Confused about the use of the term "logic"

Question

I am trying to gain a deeper understanding of logic, especially proof theory in its many forms, and I am curious about the common use of the term "Logic". It is often confusing what the precise semantics of "logic" are in any isolated reading of the many descriptions of the topic area. For instance, the term "Propositional Calculus" and "Propositional Logic" are sometimes used interchangeably. Confusing things more, "Propositional Logic" and "Classical Logic" are used interchangeably.

From what I can intuit, it seems that there are a few popular logics; Classical, Intuitionistic, and Linear. Each with differing definitions of the semantics of truth and falsehood. Then there are algebras for logic; propositional, relational, first order, and second order. Lastly (at least for the distance i am currently willing to travel) there are proof calculi; sequent calculus, natural deduction, and axiomatic (i.e. Hilbert style).

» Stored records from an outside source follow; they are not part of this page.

PR #1037, opened 2026-07-28
feat: add resolvable context references

qinxuye:
## Summary

- add a durable `ContextReference` protocol backed by registered, sanitized `FileRef` values
- preserve references across messages, checkpoints, compaction, and tool-result boundaries without persisting image bytes or host paths
- materialize image references only at the LLM call boundary for vision-capable models; degrade unresolved or non-vision inputs to safe text/FileRef context
- teach the auto router to prefer matching input modalities and expose the selected model's resolved abilities
- keep resolver memory bounded with size, TTL, and LRU limits

## Scope

This is the generic context/runtime layer only. It intentionally contains no browser, desktop, relay, target-selection, screenshot-frame, or Computer Use product implementation.

## Validation

- `PYTHONPATH=src pytest -q tests/core/agent tests/core/test_context_ref.py tests/core/test_context_materializer.py tests/core/test_file_ref.py tests/core/model/chat/basic/test_router.py`
- `pre-commit run --all-files`
- diff boundary audit for Computer Use-specific concepts

### DIFF
--- a/src/xagent/core/agent/context/execution.py
+++ b/src/xagent/core/agent/context/execution.py
@@ -40,6 +40,8 @@ from .skill_tool import LOADED_SKILLS_METADATA_KEY, SKILL_INDEX_METADATA_KEY
 READ_FILE_CONTEXT_LIMIT = 12_000
 COMPACT_SUMMARY_MAX_TOKENS = 1024
 COMPACT_SUMMARY_MIN_TOKENS = 256
+COMPACT_CONTEXT_REF_MAX_TOKENS = 2048
+COMPACT_DROPPED_REF_NOTICE_MAX_CHARS = 2048
 
 
 def _utcnow() -> datetime:
@@ -993,8 +995,11 @@ class ExecutionContext:
             )
 
         latest_user = self._latest_visible_user_message()
-        compacted_context_refs = self._context_refs_removed_by_compaction(latest_user)
-        summary_message = Message.role_system(
+        compacted_context_refs, dropped_context_refs = (
+            self._context_refs_removed_by_compaction(latest_user)
+        )
+        dropped_refs_notice = self._dropped_context_refs_notice(dropped_context_refs)
+        summary_content = (
             "Compacted conversation summary:\n"
             f"{summary}\n\n"
             "Use this summary as the current execution state. Continue from the "
@@ -1002,7 +1007,12 @@ class ExecutionContext:
             "regenerate completed artifacts unless the latest user request "
             "explicitly asks to restart, revise, or regenerate them. Current system "
             "instructions still take precedence, and the latest user request remains "
-            "the overall goal.",
+            "the overall goal."
+        )
+        if dropped_refs_notice:
+            summary_content = f"{summary_content}\n\n{dropped_refs_notice}"
+        summary_message = Message.role_system(
+            summary_content,
             metadata={"compacted_context": True},
             context_refs=compacted_context_refs,
         )
@@ -1019,6 +1029,8 @@ class ExecutionContext:
                 "removed_count": max(0, original_count - len(self.messages)),
                 "summary_chars": len(summary),
                 "compact_model": getattr(llm, "model_name", None),
+                "retained_context_ref_count": len(compacted_context_refs),
+                "dropped_context_ref_count": len(dropped_context_refs),
             },
         )
         if original_tokens is not None:
@@ -1027,23 +1039,69 @@ class ExecutionContext:
 
     def _context_refs_removed_by_compaction(
         self, latest_user: Message | None
-    ) -> tuple[ContextReference, ...]:
+    ) -> tuple[tuple[ContextReference, ...], tuple[ContextReference, ...]]:
         seen = (
             {reference.identity_key() for reference in latest_user.context_refs}
             if latest_user is not None
             else set()
         )
+        latest_user_tokens = (
+            sum(reference.estimated_tokens() for reference in latest_user.context_refs)
+            if latest_user is not None
+            else 0
+        )
+        remaining_tokens = max(
+            0,
+            min(
+                COMPACT_CONTEXT_REF_MAX_TOKENS,
+                max(0, self.compact_config.threshold // 8),
+            )
+            - latest_user_tokens,
+        )
         retained: list[ContextReference] = []
-        for message in self.messages:
+        dropped: list[ContextReference] = []
+        for message in reversed(self.messages):
             if message.hidden or message is latest_user:
                 continue
-            for reference in message.context_refs:
+            for reference in reversed(message.context_refs):
                 identity = reference.identity_key()
                 if identity in seen:
                     continue
                 seen.add(identity)
-                retained.append(reference)
-        return tuple(retained)
+                reference_tokens = reference.estimated_tokens()
+                if reference_tokens <= remaining_tokens:
+                    retained.append(reference)
+                    remaining_tokens -= reference_tokens
+                else:
+                    dropped.append(reference)
+        retained.reverse()
+        return tuple(retained), tuple(dropped)
+
+    @staticmethod
+    def _dropped_context_refs_notice(
+        references: tuple[ContextReference, ...],
+    ) -> str:
+        if not references:
+            return ""
+        prefix = (
+            "Older image references exceeded the structured-reference budget and "
+            "will not be automatically rematerialized after compaction. Durable "
+            "handles retained in this summary:\n"
+        )
+        lines: list[str] = []
+        current_chars = len(prefix)
+        omitted = 0
+        for reference in references:
+            filename = reference.safe_file_ref.get("filename") or "image"
+            line = f"- [image: {filename}, file_id={reference.file_id}]"
+            if current_chars + len(line) + 1 > COMPACT_DROPPED_REF_NOTICE_MAX_CHARS:
+                omitted += 1
+                continue
+            lines.append(line)
+            current_chars += len(line) + 1
+        if omitted:
+            lines.append(f"- ... {omitted} additional older reference(s) omitted")
+        return prefix + "\n".join(lines)
 
     def _latest_visible_user_message(self) -> Message | None:
         for message in reversed(self.messages):
--- a/src/xagent/core/agent/context/execution.py
+++ b/src/xagent/core/agent/context/execution.py
@@ -8,6 +8,8 @@ from typing import Any
 from uuid import uuid4
 
 from ...context_ref import (
+    CONTEXT_REFS_KEY,
+    ContextReference,
     normalize_context_references,
     split_tool_result_context_references,
 )
@@ -345,17 +347,20 @@ class ExecutionContext:
             if include_system and message_dict.get("role") == "system":
                 content = str(message_dict.get("content") or "").strip()
                 if content:
-                    messages.append(
-                        {
-                            "role": "user",
-                            "content": (
-                                "Previous system-context message retained for "
-                                "continuity. Current system instructions above "
-                                "take precedence:\n"
-                                f"{content}"
-                            ),
-                        }
-                    )
+                    continuity_message: dict[str, Any] = {
+                        "role": "user",
+                        "content": (
+                            "Previous system-context message retained for "
+                            "continuity. Current system instructions above "
+                            "take precedence:\n"
+                            f"{content}"
+                        ),
+                    }
+                    if CONTEXT_REFS_KEY in message_dict:
+                        continuity_message[CONTEXT_REFS_KEY] = message_dict[
+                            CONTEXT_REFS_KEY
+                        ]
+                    messages.append(continuity_message)
                 continue
             messages.append(message_dict)
 
@@ -988,6 +993,7 @@ class ExecutionContext:
             )
 
         latest_user = self._latest_visible_user_message()
+        compacted_context_refs = self._context_refs_removed_by_compaction(latest_user)
         summary_message = Message.role_system(
             "Compacted conversation summary:\n"
             f"{summary}\n\n"
@@ -998,6 +1004,7 @@ class ExecutionContext:
             "instructions still take precedence, and the latest user request remains "
             "the overall goal.",
             metadata={"compacted_context": True},
+            context_refs=compacted_context_refs,
         )
         next_messages = [summary_message]
         if latest_user is not None:
@@ -1017,6 +1024,26 @@ class ExecutionContext:
         if original_tokens is not None:
             return self._annotate_compact_result(result, original_tokens)
         return result
+
+    def _context_refs_removed_by_compaction(
+        self, latest_user: Message | None
+    ) -> tuple[ContextReference, ...]:
+        seen = (
+            {reference.identity_key() for reference in latest_user.context_refs}
+            if latest_user is not None
+            else set()
+        )
+        retained: list[ContextReference] = []
+        for message in self.messages:
+            if message.hidden or message is latest_user:
+                continue
+            for reference in message.context_refs:
+                identity = reference.identity_key()
+                if identity in seen:
+                    continue
+                seen.add(identity)
+                retained.append(reference)
+        return tuple(retained)
 
     def _latest_visible_user_message(self) -> Message | None:
         for message in reversed(self.messages):
--- a/src/xagent/core/agent/context/execution.py
+++ b/src/xagent/core/agent/context/execution.py
@@ -7,6 +7,10 @@ from enum import Enum
 from typing import Any
 from uuid import uuid4
 
+from ...context_ref import (
+    normalize_context_references,
+    split_tool_result_context_references,
+)
 from ...file_ref import FILE_REF_MODEL_INSTRUCTIONS
 from ...tools.artifacts import (
     format_tool_result_for_observation,
@@ -155,8 +159,23 @@ class ExecutionContext:
         tool_name: str,
         result: Any,
         tool_call_id: str | None = None,
+        *,
+        context_refs: Any = (),
     ) -> Message:
-        context_result = self._sanitize_tool_result_for_context(tool_name, result)
+        public_result, embedded_refs = split_tool_result_context_references(result)
+        explicit_refs = normalize_context_references(context_refs)
+        all_context_refs = []
+        seen_context_refs: set[str] = set()
+        for reference in (*explicit_refs, *embedded_refs):
+            identity = reference.identity_key()
+            if identity in seen_context_refs:
+                continue
+            seen_context_refs.add(identity)
+            all_context_refs.append(reference)
+
+        context_result = self._sanitize_tool_result_for_context(
+            tool_name, public_result
+        )
         content = self._format_tool_result(tool_name, context_result)
         metadata = {
             "tool_name": tool_name,
@@ -171,6 +190,7 @@ class ExecutionContext:
             content,
             tool_call_id=tool_call_id,
             metadata=metadata,
+            context_refs=tuple(all_context_refs),
         )
 
     def attach_workspace(
@@ -541,6 +561,7 @@ class ExecutionContext:
             tool_call_id=response_message.tool_call_id,
             hidden=response_message.hidden,
             output_tokens=output_tokens,
+            context_refs=response_message.context_refs,
         )
         self.messages.append(updated_response)
         self.llm_calls.append(
@@ -752,6 +773,9 @@ class ExecutionContext:
                     "tool_call_id": message.tool_call_id,
                     "hidden": message.hidden,
                     "output_tokens": message.output_tokens,
+                    "context_refs": [
+                        reference.durable_dict() for reference in message.context_refs
+                    ],
                 }
                 for message in self.messages
             ],
@@ -797,6 +821,7 @@ class ExecutionContext:
                 tool_call_id=item.get("tool_call_id"),
                 hidden=item.get("hidden", False),
                 output_tokens=item.get("output_tokens"),
+                context_refs=item.get("context_refs", ()),
             )
             for item in data.get("messages", [])
         ]
@@ -1057,6 +1082,8 @@ class ExecutionContext:
                     + json.dumps(message.tool_calls, ensure_ascii=False, default=str)
                 )
             chunks.append(message.content)
+            if message.context_refs:
+                chunks.append(message.context_refs_text())
         return "\n".join(chunks)
 
     def _compact_response_text(self, response: Any) -> str:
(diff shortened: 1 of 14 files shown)


src/xagent/core/agent/context/execution.py
```diff
@@ -1057,6 +1082,8 @@ def _compact_transcript(self, messages: list[Message]) -> str:
                     + json.dumps(message.tool_calls, ensure_ascii=False, default=str)
                 )
             chunks.append(message.content)
+            if message.context_refs:
+                chunks.append(message.context_refs_text())
```
rogercloud, line 1171: [P2] Preserve structured context references through LLM compaction

This only renders each reference as plain text for the summarizer. `compact_with_llm_response()` subsequently replaces the history with a new ref-less summary plus the latest user message, so references on older user, assistant, or tool messages can no longer reach runtime image materialization. Carry deduplicated structured references onto a retained compacted message, and add an end-to-end post-compaction vision test.

src/xagent/core/context_materializer.py
```diff
@@ -0,0 +1,258 @@
...
+
+    async def resolve_image(self, reference: ContextReference) -> str:
+        cache_key = self._cache_key(reference)
+        cached = self._cache.get(cache_key)
+        now = time.monotonic()
+        if cached is not None:
+            created_at, data_url = cached
+            if now - created_at <= self.cache_ttl_seconds:
+                self._cache.move_to_end(cache_key)
+                return data_url
```
rogercloud: [P2] Check the current file generation before serving cached bytes

A cache hit returns solely by `file_id` before re-resolving the workspace entry. Workspace re-registration can retain the same ID while replacing the underlying generation, and normal references contain no `sha256`; this therefore returns stale image bytes for up to 300 seconds. Resolve and key by an immutable generation/digest, or invalidate this cache whenever registration changes the file behind an ID.

src/xagent/core/context_materializer.py
```diff
@@ -0,0 +1,258 @@
...
+            self._cache.pop(cache_key, None)
+
+        resolve_file_id = getattr(self.workspace, "resolve_file_id", None)
+        if not callable(resolve_file_id):
+            raise ContextReferenceResolutionError(
+                "workspace must expose resolve_file_id"
+            )
+        path = resolve_file_id(reference.file_id)
```
rogercloud: [P2] Move workspace resolution off the async model-call path

`TaskWorkspace.resolve_file_id()` is synchronous and can execute a database query plus durable object-store materialization. Calling it directly here can block the event loop and delay unrelated requests. Expose an asynchronous resolver or safely offload the complete resolution operation, including appropriate DB-session ownership.

src/xagent/core/context_ref.py
```diff
@@ -0,0 +1,149 @@
...
+        result: dict[str, Any] = {
+            "type": self.type,
+            "file_ref": self.safe_file_ref,
+            "detail": self.detail.value,
+            "metadata": _validated_metadata(self.metadata),
+        }
+        if self.text_fallback is not None:
+            result["text_fallback"] = self.text_fallback
+        return result
+
```
rogercloud, line 192: [P2] Sanitize every persisted `ContextReference` field

Only `file_ref` receives path stripping. Arbitrary `metadata` can still persist host paths, while `text_fallback` can contain a `data:image/...;base64,...` payload; both then enter checkpoints and traces. Restrict metadata to a typed/allowlisted durable schema (or recursively reject private path fields) and apply the materialized-image rejection to `text_fallback` before serialization.

rogercloud (commented):
Design verdict: acceptable with reservations. The protocol/runtime split is coherent, but the inline P2 findings should be addressed before relying on durable multimodal continuity in long-running or concurrent sessions. All current GitHub checks pass; Python 3.11 byte-compilation and `git diff --check` also passed locally. Focused pytest was not run locally because no prepared project environment was available.

src/xagent/core/context_ref.py
qinxuye: Fixed in efd3d504. ContextReference metadata is now recursively validated: path-like fields, absolute/private filesystem paths, non-string keys, and materialized image data are rejected. text_fallback now rejects materialized image data too, and durable_dict revalidates post-construction mutations. Added coverage for nested paths, direct paths, fallback base64, and late mutations.

src/xagent/core/context_materializer.py
qinxuye: Fixed in efd3d504. Workspace resolution and filesystem metadata/read work now run via asyncio.to_thread. TaskWorkspace exposes resolve_file_id_detached(), which keeps the same scope checks but opens/closes a worker-owned DB session rather than reusing the caller session. Added tests for worker-thread execution and detached session ownership.

src/xagent/core/agent/context/execution.py
qinxuye: Fixed in efd3d504. LLM compaction now deduplicates structured refs from removed visible messages onto the retained summary message, and system-continuity conversion preserves the reserved ref envelope. Added an end-to-end test that compacts an older image ref and verifies it is still materialized for a vision model without persisting base64.

src/xagent/core/context_materializer.py
qinxuye: Fixed in efd3d504. Cache lookup now happens only after re-resolving the current file generation, and the key includes the resolved immutable generation path plus device/inode/size/mtime (and sha256 when supplied). Reads verify that the generation remains stable. Added a same-file_id generation-swap regression test.

rogercloud (commented):
Re-review of efd3d504. Three prior findings are fixed (structured refs across compaction, generation-aware cache invalidation, and event-loop-safe workspace resolution). The ContextReference sanitization finding is only partially fixed, and the remaining issue is included inline. The current implementation still has three P2 issues that should be addressed before merge, plus one P3 portability issue.

All current GitHub checks pass. Local Python 3.11 byte-compilation and `git diff --check` pass. Focused pytest was not run locally because the required dependencies were unavailable; the relevant tests were inspected.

Am I way off here? Are there any resources for clarifying this (please don't reply with wikipedia because that is causing some of the difficuties)?

Thanks in advance.

Chuck

Answer 1

I think you mean "predicate logic" (which has quantifiers and equality) rather than "propositional logic" (which has only boolean connectives). The reason "classical logic" is often called "predicate logic" is because the ones using the term are not even talking about non-classical logic so there is no need to specifically say "classical predicate logic". And Intuitionistic logic uses exactly the same language as classical logic but with different inference rules.

But what you need is to start with learning one logic first otherwise you're going to get confused very quickly, just like you'll get a stomachache if you try all the kinds of apples in the world all at one go. Naturally, the first logic to study should be classical first-order logic. I suggest the first two references in this post, which cover the intuition behind first-order logic, as well as common deductive systems (also called proof calculii) including natural deduction systems, Hilbert-style systems and the tableaux method (which is surprisingly simple).

While you are at it, always keep in mind that to study any formal system you always need to work in a meta-system. So take note what exactly is carried out within the formal system and what is carried out outside in the meta-system. I mention this because many students do not distinguish carefully between the two and get very confused. By the way, most logicians will take ZFC as their meta-system, but usually you do not need that much. You will see as you go just how much you need.

After the basics are there, it is not too hard to learn about higher-order logics and non-classical logics on your own, and you would be able to ask specific questions about those on Math SE if you cannot figure out something. Sorry for citing Wikipedia, but it is indeed a reasonable starting point once you have sufficient background knowledge. I agree it is quite useless if you don't, which is why one should go to proper texts for introductory material.